• _Recorded information_:
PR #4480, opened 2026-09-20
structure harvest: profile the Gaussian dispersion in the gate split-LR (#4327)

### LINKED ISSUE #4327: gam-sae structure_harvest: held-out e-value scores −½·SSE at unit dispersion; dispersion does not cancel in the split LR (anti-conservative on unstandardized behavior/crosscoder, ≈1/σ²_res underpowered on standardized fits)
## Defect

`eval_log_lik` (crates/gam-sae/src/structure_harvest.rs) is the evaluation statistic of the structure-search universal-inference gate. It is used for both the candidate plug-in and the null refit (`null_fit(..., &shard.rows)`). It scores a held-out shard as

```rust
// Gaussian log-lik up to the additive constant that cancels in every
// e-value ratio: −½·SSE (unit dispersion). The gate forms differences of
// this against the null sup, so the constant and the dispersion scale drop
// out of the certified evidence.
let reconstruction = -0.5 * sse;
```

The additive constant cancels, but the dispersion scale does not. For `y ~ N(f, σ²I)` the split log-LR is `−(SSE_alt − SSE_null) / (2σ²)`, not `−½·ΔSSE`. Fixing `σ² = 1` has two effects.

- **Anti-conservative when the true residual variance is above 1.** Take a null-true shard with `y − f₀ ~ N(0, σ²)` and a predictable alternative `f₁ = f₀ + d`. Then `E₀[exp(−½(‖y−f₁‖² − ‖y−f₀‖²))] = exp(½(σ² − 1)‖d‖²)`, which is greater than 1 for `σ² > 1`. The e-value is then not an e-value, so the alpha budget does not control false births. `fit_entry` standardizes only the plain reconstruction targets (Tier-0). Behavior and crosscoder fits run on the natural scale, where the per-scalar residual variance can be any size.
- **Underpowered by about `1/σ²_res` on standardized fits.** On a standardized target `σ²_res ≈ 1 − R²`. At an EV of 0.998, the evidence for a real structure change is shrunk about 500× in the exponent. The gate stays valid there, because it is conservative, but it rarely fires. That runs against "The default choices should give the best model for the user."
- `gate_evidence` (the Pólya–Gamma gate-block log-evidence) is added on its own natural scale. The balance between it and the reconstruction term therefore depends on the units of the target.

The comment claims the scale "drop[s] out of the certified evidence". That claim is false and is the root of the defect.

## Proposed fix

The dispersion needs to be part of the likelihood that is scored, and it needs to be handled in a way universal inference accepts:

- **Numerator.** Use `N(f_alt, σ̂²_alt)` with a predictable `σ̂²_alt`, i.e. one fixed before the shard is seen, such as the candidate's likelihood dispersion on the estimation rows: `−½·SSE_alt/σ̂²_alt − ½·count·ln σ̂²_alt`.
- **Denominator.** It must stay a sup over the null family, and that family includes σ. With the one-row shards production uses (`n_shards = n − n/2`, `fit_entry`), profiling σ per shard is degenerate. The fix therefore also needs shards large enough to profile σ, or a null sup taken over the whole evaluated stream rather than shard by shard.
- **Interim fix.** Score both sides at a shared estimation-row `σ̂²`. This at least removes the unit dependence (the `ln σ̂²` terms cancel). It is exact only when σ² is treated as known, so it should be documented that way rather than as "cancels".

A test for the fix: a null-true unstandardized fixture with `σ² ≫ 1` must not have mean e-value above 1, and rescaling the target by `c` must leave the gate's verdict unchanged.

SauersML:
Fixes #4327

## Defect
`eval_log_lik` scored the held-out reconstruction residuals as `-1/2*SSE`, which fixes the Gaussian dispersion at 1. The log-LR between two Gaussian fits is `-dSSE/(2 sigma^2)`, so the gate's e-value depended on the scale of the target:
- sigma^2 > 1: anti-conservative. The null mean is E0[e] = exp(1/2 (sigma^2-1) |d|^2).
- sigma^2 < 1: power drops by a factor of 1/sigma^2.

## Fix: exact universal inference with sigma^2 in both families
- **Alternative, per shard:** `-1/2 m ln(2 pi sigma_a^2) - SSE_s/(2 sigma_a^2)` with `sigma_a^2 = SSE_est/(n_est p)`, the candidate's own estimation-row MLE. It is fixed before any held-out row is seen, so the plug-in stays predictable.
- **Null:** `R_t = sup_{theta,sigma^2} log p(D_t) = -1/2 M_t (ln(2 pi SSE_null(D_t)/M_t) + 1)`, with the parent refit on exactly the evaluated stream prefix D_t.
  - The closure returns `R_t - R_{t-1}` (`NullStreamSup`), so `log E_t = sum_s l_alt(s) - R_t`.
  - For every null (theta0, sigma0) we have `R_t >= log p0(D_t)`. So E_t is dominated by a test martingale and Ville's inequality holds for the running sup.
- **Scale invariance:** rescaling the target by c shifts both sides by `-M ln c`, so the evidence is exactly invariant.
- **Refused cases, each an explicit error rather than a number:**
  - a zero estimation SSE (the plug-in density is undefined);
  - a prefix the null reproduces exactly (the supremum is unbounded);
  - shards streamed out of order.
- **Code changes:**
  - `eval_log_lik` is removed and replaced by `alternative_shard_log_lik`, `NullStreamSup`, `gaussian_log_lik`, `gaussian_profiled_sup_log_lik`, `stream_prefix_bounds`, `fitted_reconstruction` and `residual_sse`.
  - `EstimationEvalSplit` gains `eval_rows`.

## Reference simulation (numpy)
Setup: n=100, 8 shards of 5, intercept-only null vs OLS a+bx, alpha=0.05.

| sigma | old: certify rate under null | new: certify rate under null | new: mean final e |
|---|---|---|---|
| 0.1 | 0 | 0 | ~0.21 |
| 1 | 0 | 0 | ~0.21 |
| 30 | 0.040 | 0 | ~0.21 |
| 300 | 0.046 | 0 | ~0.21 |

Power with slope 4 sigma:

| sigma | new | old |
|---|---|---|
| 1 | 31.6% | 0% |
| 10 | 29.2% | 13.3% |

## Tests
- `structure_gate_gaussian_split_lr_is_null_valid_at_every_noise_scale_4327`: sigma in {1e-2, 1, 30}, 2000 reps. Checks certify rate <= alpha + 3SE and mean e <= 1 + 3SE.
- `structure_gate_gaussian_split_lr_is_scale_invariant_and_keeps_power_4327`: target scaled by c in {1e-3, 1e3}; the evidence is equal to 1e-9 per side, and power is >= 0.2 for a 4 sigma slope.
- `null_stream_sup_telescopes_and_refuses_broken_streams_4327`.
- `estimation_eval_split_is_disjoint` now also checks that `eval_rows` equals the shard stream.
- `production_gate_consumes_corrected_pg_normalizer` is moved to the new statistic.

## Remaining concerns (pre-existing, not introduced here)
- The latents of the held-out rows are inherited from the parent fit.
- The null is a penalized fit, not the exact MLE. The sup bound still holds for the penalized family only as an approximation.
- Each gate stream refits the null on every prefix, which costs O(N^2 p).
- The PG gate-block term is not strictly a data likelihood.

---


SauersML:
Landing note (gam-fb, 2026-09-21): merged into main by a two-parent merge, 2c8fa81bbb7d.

---

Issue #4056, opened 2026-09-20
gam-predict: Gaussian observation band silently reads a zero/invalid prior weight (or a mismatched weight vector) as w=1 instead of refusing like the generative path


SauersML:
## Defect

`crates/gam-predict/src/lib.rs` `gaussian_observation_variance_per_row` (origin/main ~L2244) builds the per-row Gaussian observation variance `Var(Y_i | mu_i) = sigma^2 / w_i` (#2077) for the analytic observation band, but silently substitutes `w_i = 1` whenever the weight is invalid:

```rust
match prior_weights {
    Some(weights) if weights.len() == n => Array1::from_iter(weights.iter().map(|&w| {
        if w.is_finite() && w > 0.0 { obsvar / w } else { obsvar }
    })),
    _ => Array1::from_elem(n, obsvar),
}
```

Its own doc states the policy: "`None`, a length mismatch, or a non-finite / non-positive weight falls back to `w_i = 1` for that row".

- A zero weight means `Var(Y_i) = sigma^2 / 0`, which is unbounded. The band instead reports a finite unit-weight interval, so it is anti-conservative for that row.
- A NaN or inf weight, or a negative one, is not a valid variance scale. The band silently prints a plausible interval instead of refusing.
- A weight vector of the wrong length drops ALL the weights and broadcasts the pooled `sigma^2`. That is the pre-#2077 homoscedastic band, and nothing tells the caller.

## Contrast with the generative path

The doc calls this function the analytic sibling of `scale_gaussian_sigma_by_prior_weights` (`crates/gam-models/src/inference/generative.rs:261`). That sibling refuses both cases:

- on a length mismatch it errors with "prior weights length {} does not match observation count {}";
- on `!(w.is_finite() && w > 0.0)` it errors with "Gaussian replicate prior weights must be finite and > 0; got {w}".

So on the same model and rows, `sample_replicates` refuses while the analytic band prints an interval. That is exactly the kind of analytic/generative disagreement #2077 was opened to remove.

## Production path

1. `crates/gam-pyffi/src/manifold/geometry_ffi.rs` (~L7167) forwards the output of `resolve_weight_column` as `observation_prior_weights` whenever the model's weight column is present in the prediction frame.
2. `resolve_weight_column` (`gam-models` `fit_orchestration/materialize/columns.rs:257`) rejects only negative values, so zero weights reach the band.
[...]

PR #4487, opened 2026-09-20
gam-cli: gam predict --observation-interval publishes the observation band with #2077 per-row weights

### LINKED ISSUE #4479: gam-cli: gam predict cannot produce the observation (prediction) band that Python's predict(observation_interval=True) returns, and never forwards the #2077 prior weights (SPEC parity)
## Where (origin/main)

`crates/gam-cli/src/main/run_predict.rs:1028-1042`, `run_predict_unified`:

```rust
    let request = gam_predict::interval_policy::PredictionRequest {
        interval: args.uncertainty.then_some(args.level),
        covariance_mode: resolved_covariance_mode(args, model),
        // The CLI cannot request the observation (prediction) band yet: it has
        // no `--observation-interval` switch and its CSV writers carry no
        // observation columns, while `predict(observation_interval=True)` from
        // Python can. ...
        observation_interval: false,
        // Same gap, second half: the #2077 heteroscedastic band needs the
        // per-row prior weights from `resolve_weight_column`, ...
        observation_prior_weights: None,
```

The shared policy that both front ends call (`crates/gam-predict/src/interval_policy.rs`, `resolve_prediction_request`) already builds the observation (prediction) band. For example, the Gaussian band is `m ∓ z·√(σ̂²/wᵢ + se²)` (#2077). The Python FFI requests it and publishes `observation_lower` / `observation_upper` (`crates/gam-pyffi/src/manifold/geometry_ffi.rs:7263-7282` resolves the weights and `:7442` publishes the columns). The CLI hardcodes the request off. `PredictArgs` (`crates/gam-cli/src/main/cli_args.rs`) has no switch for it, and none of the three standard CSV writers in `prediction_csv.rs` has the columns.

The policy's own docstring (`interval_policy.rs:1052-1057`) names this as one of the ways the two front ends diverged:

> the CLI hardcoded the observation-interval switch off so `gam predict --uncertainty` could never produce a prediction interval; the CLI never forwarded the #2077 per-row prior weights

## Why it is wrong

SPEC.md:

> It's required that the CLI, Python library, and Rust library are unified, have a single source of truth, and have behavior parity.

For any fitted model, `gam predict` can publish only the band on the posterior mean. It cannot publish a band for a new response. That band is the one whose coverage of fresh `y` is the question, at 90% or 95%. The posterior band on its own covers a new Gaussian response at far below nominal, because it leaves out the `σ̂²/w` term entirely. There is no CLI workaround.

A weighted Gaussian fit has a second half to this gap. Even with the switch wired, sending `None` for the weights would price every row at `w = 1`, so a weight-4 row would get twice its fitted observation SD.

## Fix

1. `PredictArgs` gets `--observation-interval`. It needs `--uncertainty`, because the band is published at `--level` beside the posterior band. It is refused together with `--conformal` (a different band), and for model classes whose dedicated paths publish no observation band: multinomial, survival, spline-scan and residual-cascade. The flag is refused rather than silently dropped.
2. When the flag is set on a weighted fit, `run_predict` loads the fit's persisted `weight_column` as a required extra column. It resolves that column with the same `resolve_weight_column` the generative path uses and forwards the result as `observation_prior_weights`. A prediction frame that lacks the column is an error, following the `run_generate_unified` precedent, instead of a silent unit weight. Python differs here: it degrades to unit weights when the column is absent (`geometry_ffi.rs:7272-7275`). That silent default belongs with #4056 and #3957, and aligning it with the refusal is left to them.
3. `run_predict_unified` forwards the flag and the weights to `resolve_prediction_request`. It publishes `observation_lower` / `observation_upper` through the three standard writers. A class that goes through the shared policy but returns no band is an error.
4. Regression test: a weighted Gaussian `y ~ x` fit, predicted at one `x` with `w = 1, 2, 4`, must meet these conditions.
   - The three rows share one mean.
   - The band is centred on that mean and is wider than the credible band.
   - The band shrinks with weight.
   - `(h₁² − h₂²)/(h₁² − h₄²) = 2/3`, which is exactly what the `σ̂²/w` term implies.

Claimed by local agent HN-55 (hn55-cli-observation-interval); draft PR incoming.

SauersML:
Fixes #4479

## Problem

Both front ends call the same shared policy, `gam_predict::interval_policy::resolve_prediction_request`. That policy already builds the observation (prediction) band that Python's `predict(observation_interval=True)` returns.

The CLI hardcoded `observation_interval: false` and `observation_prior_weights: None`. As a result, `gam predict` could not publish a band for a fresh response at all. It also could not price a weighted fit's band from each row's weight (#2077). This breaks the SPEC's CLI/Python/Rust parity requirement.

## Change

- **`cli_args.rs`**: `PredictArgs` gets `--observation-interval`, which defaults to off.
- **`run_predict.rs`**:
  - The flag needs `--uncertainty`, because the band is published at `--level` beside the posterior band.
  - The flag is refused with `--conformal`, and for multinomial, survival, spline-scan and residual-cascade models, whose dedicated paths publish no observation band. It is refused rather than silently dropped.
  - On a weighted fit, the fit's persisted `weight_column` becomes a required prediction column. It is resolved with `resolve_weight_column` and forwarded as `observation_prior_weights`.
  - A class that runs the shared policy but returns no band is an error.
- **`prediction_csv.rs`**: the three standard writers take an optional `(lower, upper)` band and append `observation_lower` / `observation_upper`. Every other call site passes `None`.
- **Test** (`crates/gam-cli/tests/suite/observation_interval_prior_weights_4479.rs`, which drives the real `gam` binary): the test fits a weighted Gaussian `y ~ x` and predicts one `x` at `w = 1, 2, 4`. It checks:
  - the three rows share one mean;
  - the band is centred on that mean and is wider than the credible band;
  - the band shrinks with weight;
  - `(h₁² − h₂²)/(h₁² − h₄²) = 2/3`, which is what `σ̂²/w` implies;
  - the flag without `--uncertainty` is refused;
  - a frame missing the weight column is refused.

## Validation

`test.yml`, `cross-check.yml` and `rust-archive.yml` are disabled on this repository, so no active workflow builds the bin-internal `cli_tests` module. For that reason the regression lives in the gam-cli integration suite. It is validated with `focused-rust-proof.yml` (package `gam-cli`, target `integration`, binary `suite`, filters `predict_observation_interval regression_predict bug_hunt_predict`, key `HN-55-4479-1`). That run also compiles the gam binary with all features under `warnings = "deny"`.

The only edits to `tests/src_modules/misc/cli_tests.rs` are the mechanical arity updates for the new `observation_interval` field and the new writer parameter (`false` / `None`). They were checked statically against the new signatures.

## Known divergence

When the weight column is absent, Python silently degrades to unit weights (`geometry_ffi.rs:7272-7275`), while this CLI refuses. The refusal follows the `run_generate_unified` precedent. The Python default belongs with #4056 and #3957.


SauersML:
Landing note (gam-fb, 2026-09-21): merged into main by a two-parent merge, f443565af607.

• _Task objective_: Whenever the string "while" occurs in a line of the entries above, copy that line.

• _Exercise result_:
So on the same model and rows, `sample_replicates` refuses while the analytic band prints an interval. That is exactly the kind of analytic/generative disagreement #2077 was opened to remove.
        // observation columns, while `predict(observation_interval=True)` from
When the weight column is absent, Python silently degrades to unit weights (`geometry_ffi.rs:7272-7275`), while this CLI refuses. The refusal follows the `run_generate_unified` precedent. The Python default belongs with #4056 and #3957.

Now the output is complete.